The median age was 38.8 years (range, 20.2-67.9 years) in the learning cohort and 53.6 years (range, 18.4-68.1 years) in the validation cohort.
The median values of CB-NKim for the discovery and validation cohorts were 5.0% (range, 0.3%-41.0%) and 9.1% (range, 0.4%-43.7%), respectively
ROC analysis identified the optimal diversity index cutoff that predicted for the risk for relapse to be 805. The median diversity index was 1317 (range, 421-5050)
The variable was categorized by using the median absolute NK count as a cutoff; namely, 17.3 K/μL (range, 0.2-53.2) and 9.8 K/μL (range, 1.3-62.3) for the discovery and validation samples, respectively. A more predictive cutoff could not be identified using ROC analysis.

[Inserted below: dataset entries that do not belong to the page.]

PR #881, opened 2023-09-07
Check remote revision before fetching when mirroring

### LINKED ISSUE #879: Investigate increased mirroring duration
After migrating to Apache MINA from JSch, the maximum mirroring duration is increased to 2 seconds which was 1 second before.
This can be a problem when there are multiple mirroring configurations that should be run at short intervals.

minwoox:
Motivation:
If there are no commits from the last mirroring, the mirroring service does not have to fetch from the remote.
Because commits are infrequently made, we can just use `git-ls-remote`, which is way cheaper than `git-fetch-pack`, to check the remote head revision.

When mirroring, an SSH session might be established a couple of times. Establishing an SSH session is a highly resource-intensive task. It would be nice if we could reduce it.

Modifications:
- Check the remote revision before fetching when mirroring if there's a new commit.
- Split `GitMirror` into:
  - `AbstractGitMirror` that is the common ancestor of `GitMirror` and `SshGitMirror`.
  - `SshGitMirror` for SSH mirroring and `GitMirror` for the rest of them.
- Share SSH client and session for a mirror job.

Result:
- Partially fix #879
- The average mirroring duration is now decreased approximately by 50%.

### DIFF
--- a/server-mirror-git/src/main/java/com/linecorp/centraldogma/server/internal/mirror/AbstractGitMirror.java
+++ b/server-mirror-git/src/main/java/com/linecorp/centraldogma/server/internal/mirror/AbstractGitMirror.java
@@ -1,0 +1,721 @@
+/*
+ * Copyright 2017 LINE Corporation
+ *
+ * LINE Corporation licenses this file to you under the Apache License,
+ * version 2.0 (the "License"); you may not use this file except in compliance
+ * with the License. You may obtain a copy of the License at:
+ *
+ *   https://www.apache.org/licenses/LICENSE-2.0
+ *
+ * Unless required by applicable law or agreed to in writing, software
+ * distributed under the License is distributed on an "AS IS" BASIS, WITHOUT
+ * WARRANTIES OR CONDITIONS OF ANY KIND, either express or implied. See the
+ * License for the specific language governing permissions and limitations
+ * under the License.
+ */
+
+package com.linecorp.centraldogma.server.internal.mirror;
+
+import static com.linecorp.centraldogma.server.storage.repository.FindOptions.FIND_ALL_WITHOUT_CONTENT;
+import static java.nio.charset.StandardCharsets.UTF_8;
+
+import java.io.ByteArrayInputStream;
+import java.io.File;
+import java.io.IOException;
+import java.net.URI;
+import java.net.URISyntaxException;
+import java.util.Collection;
+import java.util.HashMap;
+import java.util.LinkedHashMap;
+import java.util.Map;
+import java.util.Objects;
+import java.util.Optional;
+import java.util.function.Consumer;
+import java.util.regex.Pattern;
+import java.util.stream.Collectors;
+import java.util.stream.Stream;
+
+import javax.annotation.Nullable;
+
+import org.eclipse.jgit.api.FetchCommand;
+import org.eclipse.jgit.api.LsRemoteCommand;
+import org.eclipse.jgit.api.PushCommand;
+import org.eclipse.jgit.api.RemoteSetUrlCommand;
+import org.eclipse.jgit.api.RemoteSetUrlCommand.UriType;
+import org.eclipse.jgit.api.TransportCommand;
+import org.eclipse.jgit.api.errors.GitAPIException;
+import org.eclipse.jgit.dircache.DirCache;
+import org.eclipse.jgit.dircache.DirCacheBuilder;
+import org.eclipse.jgit.dircache.DirCacheEditor;
+import org.eclipse.jgit.dircache.DirCacheEditor.DeletePath;
+import org.eclipse.jgit.dircache.DirCacheEditor.PathEdit;
+import org.eclipse.jgit.dircache.DirCacheEntry;
+import org.eclipse.jgit.ignore.IgnoreNode;
+import org.eclipse.jgit.ignore.IgnoreNode.MatchResult;
+import org.eclipse.jgit.lib.CommitBuilder;
+import org.eclipse.jgit.lib.Constants;
+import org.eclipse.jgit.lib.FileMode;
+import org.eclipse.jgit.lib.ObjectId;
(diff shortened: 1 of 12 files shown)


server-mirror-git/src/main/java/com/linecorp/centraldogma/server/internal/mirror/SshGitMirror.java
```diff
@@ -0,0 +1,257 @@
...
+            GitSshdSessionFactory sessionFactory) {
+        return command -> {
+            // Need to set the credentials provider, otherwise NPE is raised when creating GitSshdSession.
+            command.setCredentialsProvider(NoopCredentialsProvider.INSTANCE);
+            command.setTransportConfigCallback(transport -> {
+                final SshTransport sshTransport = (SshTransport) transport;
+                sshTransport.setSshSessionFactory(sessionFactory);
+            });
+        };
+    }
```
ikhoon, line 229: How about moving this method to `DefaultGitSshdSessionFactory` which may be simpler?
```java
class DefaultGitSshdSessionFactory {
  ...

  void configureCommand(TransportCommand<?, ?> command) {
    // Need to set the credentials provider, otherwise NPE is raised when creating GitSshdSession.
    command.setCredentialsProvider(NoopCredentialsProvider.INSTANCE);
    command.setTransportConfigCallback(transport -> {
        final SshTransport sshTransport = (SshTransport) transport;
        sshTransport.setSshSessionFactory(this);
    });
  }
}
```

ikhoon (commented):
Overall, looks good. Left minor suggestions.

server-mirror-git/src/main/java/com/linecorp/centraldogma/server/internal/mirror/SshGitMirror.java
minwoox: That's a good suggestion. Addressed. 😉

server-mirror-git/src/main/java/com/linecorp/centraldogma/server/internal/mirror/AbstractGitMirror.java
```diff
@@ -131,283 +136,285 @@ public GitMirror(Cron schedule, MirrorDirection direction, MirrorCredential cred
...
+            return findHeadBranchRef(git, headBranchRefName, refs);
         }
 
         // Otherwise, we need to figure out which branch we should fetch.
         // Fetch the remote reference list to determine the default branch.
-        final Collection<Ref> refs = git.lsRemote()
-                                        .setTags(false)
-                                        .setTimeout(GIT_TIMEOUT_SECS)
-                                        .call();
+        final Collection<Ref> refs = lsRemote(git, configurator, false);
```
jrhee17, line 382: Question) I know this is just a refactor, but I'm curious if automatic branch detection actually works with the new logic. If heads is false, IIUC `refs/heads/*` aren't fetched which means branches aren't fetched.

I have no problem if this works, but wanted to point out just in case it was somehow missed

jrhee17 (commented):
Overall looks good! Left some minor questions 🙇

jrhee17 (approved):
🍀 🍀 🍀

server-mirror-git/src/main/java/com/linecorp/centraldogma/server/internal/mirror/AbstractGitMirror.java
```diff
@@ -131,283 +136,285 @@ public GitMirror(Cron schedule, MirrorDirection direction, MirrorCredential cred
...
+        }
 
-                final String abbrId = reader.abbreviate(id).name();
-                if (id.name().equals(localSourceRevision)) {
-                    logger.info("Repository '{}' already at {}, {}#{}", localRepo().name(), abbrId,
-                                remoteRepoUri(), remoteBranch());
-                    return;
-                }
+        final PushCommand push = git.push();
+        configurator.accept(push);
```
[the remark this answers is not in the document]
minwoox: > So is it necessary that we always call configurator.accept for each command from now on?

Yes, 😉 

> I think I prefer the original style where Git automatically configures authentication for each command.

The reason why I've changed is to share the `client` and `session` for ls-remote, fetch and push commands.
Because the client and session must be closed after use, I think it's hard to use it with the old style.

server-mirror-git/src/main/java/com/linecorp/centraldogma/server/internal/mirror/AbstractGitMirror.java
minwoox: > If heads is false, IIUC refs/heads/* aren't fetched which means branches aren't fetched.

It's fetched. 😉 
```
// head true:
centraldogma-line git:(master) git ls-remote --heads
From https://git.linecorp.com/minu-song/centraldogma-line.git
6fa34705f21f9b032e71b0a14069ec1d456ea84f	refs/heads/add_actions
0be19a8460f987a1eea8dd621c32d45c1a144678	refs/heads/master

// head false:
centraldogma-line git:(master) git ls-remote
From https://git.linecorp.com/minu-song/centraldogma-line.git
0be19a8460f987a1eea8dd621c32d45c1a144678	HEAD
6fa34705f21f9b032e71b0a14069ec1d456ea84f	refs/heads/add_actions
0be19a8460f987a1eea8dd621c32d45c1a144678	refs/heads/master
1cd207f84ce0ce83e459bf2d355593f0ac44e17b	refs/heads/use_Javet
e73e4e573cd6183a00bb1fdf8f85d7b69f821dc7	refs/tags/centraldogma-line-0.14.0.0
3be144a526e31513cbc720b8cc8a63a2db7867c4	refs/tags/centraldogma-line-0.14.1.0
...
```

ikhoon (approved):
Thanks, @minwoox ❤️

minwoox:
Thanks for reviewing. 😉

trustin (approved):
:+1:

Altered NK cell phenotype in patients with a higher risk for relapse
Ultimately, the clinical utility of CB-NK cell diversity will depend on the identification of phenotypically and functionally defined NK cell subsets that confer an especially high risk for relapse after CBT. Thus, using our large NK-focused mass cytometry panel, we studied 43 patients (discovery cohort), 9 of whom relapsed by 1 year post-CBT at a median time of 155 days (range, 92-253 days). Comparison of the t-SNE plots based on day 100 samples from the 9 patients who relapsed vs the 34 who remained in complete remission revealed strikingly distinct NK cell clusters, indicating major differences in phenotypic profiles (Figure 4B). Day 100 NK cells from patients who remained in remission expressed higher levels of specific maturation markers (NKG2C, CD16, and CD57), transcription factors, and signaling molecules (T-bet, eomesodermin, Syk), as well as markers of functionality (perforin and granzyme; Figure 4B), than did those from patients who relapsed in the first year after CBT. Patients who relapsed in the first year posttransplant had a large population of NK cells with a unique phenotype characterized by higher expression of NKG2A, CD94, and CD62L and low expression of CD16, NKG2C, and CD57. This NK subset also expressed significantly lower levels of cytotoxic molecules and transcription factors (Figure 4B), and its frequency was negatively correlated with increasing NK cell diversity (supplemental Figure 6). The median day 100 frequency of these cells within the total PB NK cell population in the 9 patients who relapsed in the first year post-CBT was 19.3% (range, 10.4%-43.0%) compared with 4.6% (range, 0.2%-22.0%) in the 34 patients who continued in remission (P < .0001; Figure 5A). Our findings are strengthened by the cells’ inability to perform natural cytotoxicity in response to K562 targets and by their decreased production of IFN-γ and TNF-α against K562 targets compared with results for their mature counterparts (Figures 5B; supplemental Figure 5C). Thus, we designated this novel NK cell subset as CB-NKim.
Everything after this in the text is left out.